Indian Ocean/Bay of Bengal Storm Surge Records
The funnel-shape of the North Indian Ocean and shallow bathymetry act to focus some of the world's highest storm storms onto the low-lying area at the northen end of the Bay of Bengal. Thanks to the dense population of the region, 22 of the world's 30 deadliest tropical cyclones have occurred in the Bay of Bengal. Although only 1% of all tropical cyclones that form each year strike Bangladesh, that nation has suffered 53% of all world fatalities due to tropical cyclones (Ali, 1999).
The highest storm surge from a Bay of Bengal cyclone is reputed to be the 44.6 foot (13.6 meter) storm surge (Shrestha, 1998) attributed to the Great Backerganj Cyclone of 1876. Banglapedia lists the surge from this cyclone at 40 feet (12.2 meters).

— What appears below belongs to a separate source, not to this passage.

PR #589, opened 2025-05-28
Various fixes related to riverine labile DOC and inventories

### LINKED ISSUE #588: Nutrients of irdoc in river2omip?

The highest storm surge in the past century from a Bay of Bengal cyclone occurred during the Great Bhola Cyclone of 1970, when a storm surge of 34.8 feet (10.6 meters) roared inland during one of the highest high tides of the year (Karim and Mimura, 2008; Shrestha, 1998). The death toll from the cyclone was the highest in human history, estimated at 300,000 - 550,000.
Figure 3. The Bhola Cyclone of November 11, 1970 in the Bay of Bengal, approaching Bangladesh. The 34.8 foot (10.6 meter) storm surge caused the highest tropical cyclone death toll in history, 300,000 - 550,000.
Western Pacific Typhoon Storm Surge Record
In the Western Pacific, where tropical cyclones are called typhoons, the world-record for the highest storm surge is 19.5 feet (5.94 meters), according to Fengshu and Xinian, 1989. This occurred on July 22, 1980 at Nandu Station, China, during Typhoon Joe. At the time, Typhoon Joe was a Category 1 storm with 80 - 90 mph winds and a pressure of 965 mb.
Ali, A. (1999), Climate change impacts and adaptation assessment in Bangladesh" (PDF File), Climate Research 12: 109-116, 1999.
Anonymous, 1899, The Outridge Report--The Pearling Disaster 1899: A Memorial", The Outridge Company, 1899
Karim, M.K., and N. Mimura, 2008, "Impacts of climate change and sea-level rise on cyclonic storm surge floods in Bangladesh", Global Environmental Change 18: 3, pp490-500, doi:10.1016/j.gloenvcha.2008.05.002.
Nott, J, N. Hayne, 2000: How high was the storm surge from Tropical Cyclone Mahina?", (PDF File) Australian Journal of Emergency Management, Autumn 2000.
Shrestha, M.L. (ed) (1998), "The impact of tropical cyclones on the coastal regions of SAARC countries and their influence in the region", SMRC N. SAARC Meteorological Research Centre, DHA, Bangladesh, October 1998, 329 pp.
Fengshu, L., and W. Xinian, 1989, "A Review of Storm-Surge Research in China", Natural Hazards 2: 17-29, 1989.
Whittingham, 1958, "The Bathurst Bay hurricane and associated storm surge", (PDF File) Australian Meteorological Magazine, No. 27, pp. 40-41. Scanned and put on-line courtesy of John McBride.